* **Work instruction**: Scan the data below for the string "versions". Show every line where it turns up.

BEGIN

PR #96, opened 2026-08-29
Take the de-piracy wave: NeuralNetworkParameters 0.3 and the five bounds behind it

michakraus:
Six compat bounds move together, and none of them reaches code here.

## One constraint, not six

`NeuralNetworkParameters` 0.3.0 removes `ParameterSet`, the `Union{NetworkParameters, NamedTuple}` this ecosystem dispatched on, because a method written on it was a method on `Base.NamedTuple`. Every other bound follows from that one:

| | was | is |
|---|---|---|
| `NeuralNetworkParameters` | `0.2.2` | **`0.3`** |
| `AbstractNeuralNetworks` | `0.7.1` | **`0.8`** |
| `SymbolicNeuralNetworks` | `0.7` | **`0.8`** |
| `GeometricOptimizers` | `0.6` | **`0.7`** |
| `SimpleSolvers` | `0.12.1, 0.13` | **`0.13.2`** |
| `GeometricBase` | `0.14.8` | **`0.14.9`** |

The middle three are the first releases of their packages that permit the 0.3 container; `GeometricOptimizers` 0.7.0 requires `SimpleSolvers` 0.13.2; and `NeuralNetworkParameters` 0.3.0 takes `GeometricBase` as a hard dependency at 0.14.9, for `L2norm` over a parameter set. Any one of them alone is unsatisfiable.

## Nothing here changes

`src/` and `test/` name neither `ParameterSet` nor `EquationSet` nor `ArrayNamedTuple`. The call sites reach only `NetworkParameters`, `params`, `flatten`, `unflatten` and `unflatten!`, none of which changed.

`GeometricOptimizers` 0.7.0 takes a whole set of parameters **only** as a `NetworkParameters` and turns a bare `NamedTuple` away at `Optimizer`. That is the breaking half of the wave and it costs this package nothing, for the reason 0.4.2's note already gave: the `ShallowNet` initialisation flattens to a plain `Vector` before `Optimizer` sees it (`src/nvi/shallownet.jl`), so no parameter set is ever handed over whole.

## The `residual!` budgets moved, downwards

Re-measured rather than carried over:

| | 0.4.2 | 0.4.3 |
|---|---|---|
| `ShallowNet` | 11 424 | 11 424 |
| `ShallowNetReversible` | 11 424 | 11 424 |
| `ShallowNetAutodiff` | 54 656 | **52 096** |
| `ShallowNetAutodiffReversible` | 54 656 | **52 096** |

Worth stating which way, because 0.4.2 moved these same two rows *up* by 3 072 and left the symbolic pair alone. This moves them back down by 2 560 and again leaves the symbolic pair alone — so the autodiff path, which reaches its derivatives through `ForwardDiff` rather than a generated kernel, is the one that feels these releases, and the generated one is not. The ceilings (17 000 and 78 000) hold with room, so none of them moves.

## Also

The changelog gains the **0.4.2 entry it was released without**, reconstructed from that release's own commit and marked as written after the fact.

## Version

**0.4.3.** Compat only; the exported surface is unchanged.

## Verified

Full suite passes — 1981 passed, 2 broken, unchanged. The pre-push hook's `Pkg.test` also ran clean, which it could not have before these releases were registered.

### DIFF
--- a/CHANGELOG.md
+++ b/CHANGELOG.md
@@ -12,24 +12,6 @@ and this project adheres to [Semantic Versioning](https://semver.org/spec/v2.0.0
 The de-piracy wave, taken as a set of compat bounds. Nothing in this package's exported surface
 changes, and neither does any of its code.
 
-### Fixed
-
-- **`test/unit/network_integrators_unit.jl` was a lottery, and it had been one all along.** Every
-  case there builds a network with random weights, and the OGA/Newton path on those weights is
-  ill-conditioned by nature — `Float32` `ShallowNet` under `OGA1dStable` sits close enough to a
-  singular Gram matrix that whether it *is* singular depends on which weights were drawn. Nothing
-  seeded them: the only `Random.seed!` in the suite is in `dispatch_variants_unit.jl`, which
-  `runtests.jl` includes *after* this file, so the draw depended on how many times `rand` had been
-  called by whatever ran earlier — which differs by platform and by Julia version.
-
-  It surfaced here because this release moved dependency versions, but it is not caused by them.
-  Run against `main`'s **unchanged** bounds on the same runners on the same day, the same test fails
-  the same way with `SingularException(13)`: 5 of 13 jobs there, 8 of 13 here, with identical
-  resolved versions of everything either branch touches, while 24 consecutive local runs on macOS ARM
-  passed under both. `main` being green on 2026-08-26 was a draw, not a state.
-
-  The file seeds itself now, before the cross product and independently of the include order.
-
 ### Changed
 
 - **`NeuralNetworkParameters` 0.2.2 → 0.3, `AbstractNeuralNetworks` 0.7.1 → 0.8,
--- a/CHANGELOG.md
+++ b/CHANGELOG.md
@@ -12,6 +12,24 @@ and this project adheres to [Semantic Versioning](https://semver.org/spec/v2.0.0
 The de-piracy wave, taken as a set of compat bounds. Nothing in this package's exported surface
 changes, and neither does any of its code.
 
+### Fixed
+
+- **`test/unit/network_integrators_unit.jl` was a lottery, and it had been one all along.** Every
+  case there builds a network with random weights, and the OGA/Newton path on those weights is
+  ill-conditioned by nature — `Float32` `ShallowNet` under `OGA1dStable` sits close enough to a
+  singular Gram matrix that whether it *is* singular depends on which weights were drawn. Nothing
+  seeded them: the only `Random.seed!` in the suite is in `dispatch_variants_unit.jl`, which
+  `runtests.jl` includes *after* this file, so the draw depended on how many times `rand` had been
+  called by whatever ran earlier — which differs by platform and by Julia version.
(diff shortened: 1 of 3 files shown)


michakraus:
## The A/B is in: this failure is not from the bump

[#97](https://github.com/JuliaGNI/NonlinearIntegrators.jl/pull/97) runs `main`'s **unchanged** dependency bounds on today's runners. It fails the same way:

```
ShallowNet OGA1dStable × IntegratorExtrapolation (Float32): Error During Test at test/unit/network_integrators_unit.jl:32
  Got exception outside of a @test
  SingularException(13)
```

Same test, same exception, same `Float32` `ShallowNet` case. Counts differ — 8 of 13 jobs here, 5 of 13 there — which is what nondeterminism looks like, not what a version-dependent regression looks like.

What was ruled out along the way:

- **Not the stale registry.** The first three failures were `Some registries failed to update`; the current run resolves everything correctly.
- **Not a version skew between local and CI.** Both resolve to identical versions of all six changed packages plus `ForwardDiff`, `GeometricBase` and `GeometricIntegratorsBase`.
- **Not reproducible on macOS ARM.** The exact failing case, 12 runs under the new bounds and 12 under main's, in separate environments: **0/12 failed both ways.**

The cause is that `test/testsetup.jl` seeds nothing — there is no `Random.seed!` anywhere in the suite — so an ill-conditioned `Float32` Newton solve is drawn afresh each run and flips on BLAS and CPU differences. `main`'s green run on 2026-08-26 was a lucky draw, not a passing state.

Fixing that is what now stands between this PR and a green CI, so it is going in here rather than being left for later.

michakraus:
## Correction: the seed was the wrong diagnosis, and is reverted

I attributed the failure to an unseeded RNG draw. That was wrong, and seeding did not fix it — same test, same two cases, same `SingularException(13)`, with the line number moving 32 → 52 confirming the seed was live.

**It cannot be the draw.** A fixed seed produces identical weights on every platform, and yet on the *same commit* `1.11`- and `1.12`-macOS pass while `1.13`- and nightly-macOS fail. The variable is the linear algebra, not the weights.

## What it actually is

The Gram matrix for `Float32` `ShallowNet` under `OGA1dStable` is **numerically rank-deficient**, and whether LAPACK's LU declares it exactly singular differs by BLAS build and version. `SingularException(13)` is a pivot at index 13 being exactly zero — a threshold being crossed, not a wrong answer being computed.

This file's own header records the same symptom once before, for `OGA1dNormalEquations` under Hermite, where it turned out to be `network_labels` left at zero rather than the κ(Φ)² conditioning it looked like. Worth checking whether this is the same shape of thing.

## It is not from this branch

[#97](https://github.com/JuliaGNI/NonlinearIntegrators.jl/pull/97) runs `main`'s **unchanged** bounds on the same runners and fails identically — 5 of 13 jobs there, 8 of 13 here, with identical resolved versions of everything either branch touches. `main` last went green on 2026-08-26, before the runner images moved.

The seed is reverted, so this PR is a pure bounds bump again. It is ready apart from a red CI that it did not cause.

END

* **Written reply**:
-  It surfaced here because this release moved dependency versions, but it is not caused by them.
-  resolved versions of everything either branch touches, while 24 consecutive local runs on macOS ARM
- **Not a version skew between local and CI.** Both resolve to identical versions of all six changed packages plus `ForwardDiff`, `GeometricBase` and `GeometricIntegratorsBase`.
[#97](https://github.com/JuliaGNI/NonlinearIntegrators.jl/pull/97) runs `main`'s **unchanged** bounds on the same runners and fails identically — 5 of 13 jobs there, 8 of 13 here, with identical resolved versions of everything either branch touches. `main` last went green on 2026-08-26, before the runner images moved.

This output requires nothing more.